# Task brief
From the entries below, please gather each line containing the string "When".

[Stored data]
──────
PR #1063, opened 2023-02-11
fix: revert s3 optimization

florian-hoenicke:
since boto3 bucket is not thread save, we get unwanted behaviour. When trying with customer data, i got only 10% of the files

### DIFF
--- a/now/data_loading/data_loading.py
+++ b/now/data_loading/data_loading.py
@@ -1,7 +1,6 @@
 import json
 import os
 from collections import defaultdict
-from concurrent.futures import ThreadPoolExecutor
 from typing import Dict, List, Type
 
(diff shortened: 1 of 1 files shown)


IyadhKhalfallah (approved):

IyadhKhalfallah:
> since boto3 bucket is not thread save, we get unwanted behaviour. When trying with customer data, i got only 10% of the files. with this pr, it is fixed. @IyadhKhalfallah, can you check how to reactivate it? I guess it would be creating a new bucket object for each thread similar to the preprocessor

I will look into this @florian-hoenicke, even though I tried to prevent the issue of this not being thread safe by making threads independent (the metadata doesn't matter). I'll try to do as you described. Thanks!

PR #1079, opened 2023-02-15
Feat compare flows

### LINKED ISSUE #1054: feat: export search results for queries and flows
UAC
- [x] cli interface for execution
- [x] comparison table (csv/json/pandas..)
  - each row is one multimodal query (image, text, video)
  - each column is one different flow and its header contains flow id, semantic scores
- [x] sharable export like pdf
- [x] a result can consist of multiple modalities (image, text, video)
- [x] ask for a config file to specify the semantic scores for flows

joschkabraun:
Closes #1054. Also enables AWS credentials passing via CLI and increases timeout of presigned URLs from S3 to 1 hour instead of 5 minutes (needed for the `disable_to_datauri` feature).

The HTML file can be quite large (e.g. with GIFs) and I wasn't able to quickly find a way to save it as PDF. That's why the tables only contain comparison of 20 queries. When one opens in a browser, one can export it as PDF which takes a snapshot. This is the follow-up ticket: https://github.com/jina-ai/now/issues/1095.

Due to this [bug](https://github.com/jina-ai/now/issues/1091), note:
- the docarray containing the names of the fields of queries needs to follow the dataclass field names in the package (so, `text_0`, `text_1`, `image_0`, ...)
- the index field in the semantic scores needs to be the name of the dataclass (so e.g. `video_0` instead of `file.gif`)

---

- [ ] Added a test


now/run_all_k8s.py
```diff
@@ -148,3 +157,130 @@ def fetch_logs_now(**kwargs):
 
     container = "gateway" if "gateway" in pod else "executor"
     cmd(f"kubectl logs {pod} -n {namespace} -c {container}", std_output=True)
+
+
+def compare_flows(**kwargs):
```
violenil, line 162: Does it make sense to break up this function `compare_flows` into more functions? There's a lot happening here.

now/run_all_k8s.py
```diff
@@ -148,3 +157,130 @@ def fetch_logs_now(**kwargs):
...
+            )
+            row[
+                f'{flow_name} - {json.dumps(semantic_scores)}'
+            ] = SearchResponseModel.responses_to_html(
+                [SearchResponseModel(**r) for r in response.json()]
+            )
+
+        rows.append(row)
+
+    # get current data and time
```
violenil, line 280:
```suggestion
    # get current date and time
```

now/run_all_k8s.py
violenil: I also understand that it doesn't really make sense to have this `compare_flows` function tested as a whole (because then we need to deploy multiple flows etc, quite time-consuming) but if we have smaller functions here we can more easily test them separately, like the loading of queries, writing of html. Just a thought!

violenil: Maybe it would also be helpful to have some example of what the semantic score json file looks like, and a query da.

joschkabraun: I shared them in the slack channel. I am not sure if GitHub is actually a place to store such files. Wdyt?

violenil: True. Maybe we can push a query docarray for testing this ourselves? Just an idea, maybe its not useful.

now/cli/parser.py
```diff
@@ -138,6 +138,39 @@ def set_logs_parser(sp):
...
+    )
+
+    parser.add_argument(
+        '--path_semantic_scores',
+        help='Path to json file mapping flow IDs to a list of semantic scores configurations',
+        type=str,
+    )
+
+    parser.add_argument(
+        '--cluster',
```
violenil, line 156:
```suggestion
        '--clusters',
```
Intuitively has to be a list of clusters always, since we are comparing? Or could we also just use one cluster + different sem scores?

now/cli/parser.py
```diff
@@ -138,6 +138,39 @@ def set_logs_parser(sp):
...
+        help='Flow names to compare',
+        type=str,
+    )
+
+    parser.add_argument(
+        '--dataset_path',
+        help='Path to the DocArray with the queries in multi-modal format',
```
violenil, line 163: Should we also allow the use of a pushed DA?

now/executor/gateway/bff/app/v1/models/shared.py
```diff
@@ -38,14 +41,57 @@ class ModalityModel(BaseModel):
...
+        set_fields = [name for name, value in values.items() if value]
         if len(set_fields) != 1:
             raise ValueError(f"Only one of {set_fields} can be set.")
         return values
 
     @property
     def content(self):
         for field_name in self.__fields_set__:
-            field_value = get_chunk_by_field_name(self, field_name)
+            field_value = getattr(self, field_name)
```
violenil, line 52: What's the reason for changing this back? I thought it is better to retrieve the subdocument/chunk by its position, because `getattr` may conflict if `field_name` is the same as an attribute of the docarray Document eg. `text`

violenil (commented):
Nice work! Great that you are able to parallelize the comparison. Just left some more questions, but LGTM!

now/run_all_k8s.py
joschkabraun: Good idea, I will do that!

now/executor/gateway/bff/app/v1/models/shared.py
joschkabraun: Because this isn't a `Document` but a `pydantic.BaseModel`, so `get_chunk_by_field_name` doesn't make sense to apply here.

now/cli/parser.py
joschkabraun: Clusters is the right formulation. To specify semantic scores one needs to use the json file.

now/cli/parser.py
joschkabraun: Yes, good idea!

violenil (approved):
This is awesome! I can't wait to try this out myself on a few flows :) Good work!

now/run_all_k8s.py
```diff
@@ -148,3 +153,115 @@ def fetch_logs_now(**kwargs):
...
+        with open(path_semantic_scores) as fp:
+            cluster_ids_2_semantic_scores = json.load(fp)
+        flow_ids = list(cluster_ids_2_semantic_scores.keys())
+        flow_ids_http_semantic_scores = [
+            (flow_id, f'https://{flow_id}-http.wolf.jina.ai', semantic_scores)
+            for flow_id in flow_ids
+            for semantic_scores in cluster_ids_2_semantic_scores[flow_id]
+        ]
+    else:
+        flow_ids = maybe_prompt_user(
```
makram93, line 180: I am not sure if I understood this correctly but we ask for flow ids again even if it is in the kwargs?

joschkabraun: Ah good catch, thank you! Let me fix that

makram93 (approved):
LGTM! 🚀

PR #1080, opened 2023-02-15
feat: increase replicas

IyadhKhalfallah:
---

- [ ] Added a test


IyadhKhalfallah:
In a discussion with @florian-hoenicke, we agreed to directly increase the max instead of having a user-based logic. That is mainly related to the fact that having 5 or 100 as a max can have the same effect on the resources, since one takes more time (costs more) and the other more resources.

azayz (approved):

Tanguyabel (approved):
lgtm

PR #1082, opened 2023-02-15
Feat alternative hubble report

florian-hoenicke:
What do you think about this way of reporting to hubble. From my understanding, it is easier to understand and to maintain.


florian-hoenicke:
image
Client deployment is still working

IyadhKhalfallah (approved):
LGTM 🚀

now/app/base/app.py
```diff
@@ -118,7 +118,11 @@ def get_gateway_stub(self, user_input, testing=False) -> Dict:
             'uses_with': {'user_input_dict': user_input.to_safe_dict()},
             'env': {'JINA_LOG_LEVEL': 'DEBUG'},
             'jcloud': {
-                'resources': {'instance': 'C5', 'capacity': 'spot'},
+                'resources': {
+                    'instance': 'C5',
+                    'capacity': 'spot',
+                    'storage': {'kind': 'ebs', 'size': '10G'},
```
joschkabraun, line 124: does the gateway need `10G`?

azayz (approved):

now/app/base/app.py
florian-hoenicke: no, thanks - I will change

PR #1083, opened 2023-02-16
refactor: remove duplicates and add /info tests

IyadhKhalfallah:
---

- [ ] Added a test


now/common/detect_schema.py
```diff
@@ -242,7 +242,6 @@ def set_field_names_from_s3_bucket(user_input: UserInput, **kwargs):
     if yes then downloads the first folder and sets its content as fields_dict in user_input
     """
     bucket, folder_prefix = get_s3_bucket_and_folder_prefix(user_input)
-    # user has to provide the folder where folder structure begins
```
Tanguyabel, line 245: what is the reason you removed this comment?

Tanguyabel (approved):
nice refactoring and new tests added, looks good to me!

tests/integration/remote/assertions.py
```diff
@@ -139,6 +139,22 @@ def assert_suggest(suggest_url, request_body):
     )
 
 
+def assert_info_endpoints(info_url, request_body):
+    info_uris = [
+        'tags',
+        'field_names_to_dataclass_fields',
+        'encoder_to_dataclass_fields_mods',
```
violenil, line 146: There is also a `count` endpoint I believe

tests/integration/remote/assertions.py
```diff
@@ -139,6 +139,22 @@ def assert_suggest(suggest_url, request_body):
...
+    ]
+    for uri in info_uris:
+        response = requests.post(
+            info_url + uri,
+            json=request_body,
+        )
+        assert (
+            response.status_code == 200
```
violenil, line 154: Good that we are adding this to the integration tests! I wonder if we can also test these endpoints more rigorously as unit tests, similar to the unit tests for the `search-app` in the bff (see `tests/unit/bff/v1/routers/test_search.py`). Could you add some unit tests for each of these endpoints/routers? This will ensure that not only the request is successful, but that the response is also coherent and as expected.

violenil (commented):
Good refactoring! I added some suggestions.

violenil (approved):
LGTM!

PR #1097, opened 2023-02-22
fix: curation

florian-hoenicke:
fixed issues:
- persistency
- expected query field name did not match bff query field name
- update did not overwrite previous curations


now/executor/indexer/elastic/elastic_indexer.py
──────
# Task answer
since boto3 bucket is not thread save, we get unwanted behaviour. When trying with customer data, i got only 10% of the files
> since boto3 bucket is not thread save, we get unwanted behaviour. When trying with customer data, i got only 10% of the files. with this pr, it is fixed. @IyadhKhalfallah, can you check how to reactivate it? I guess it would be creating a new bucket object for each thread similar to the preprocessor
The HTML file can be quite large (e.g. with GIFs) and I wasn't able to quickly find a way to save it as PDF. That's why the tables only contain comparison of 20 queries. When one opens in a browser, one can export it as PDF which takes a snapshot. This is the follow-up ticket: https://github.com/jina-ai/now/issues/1095.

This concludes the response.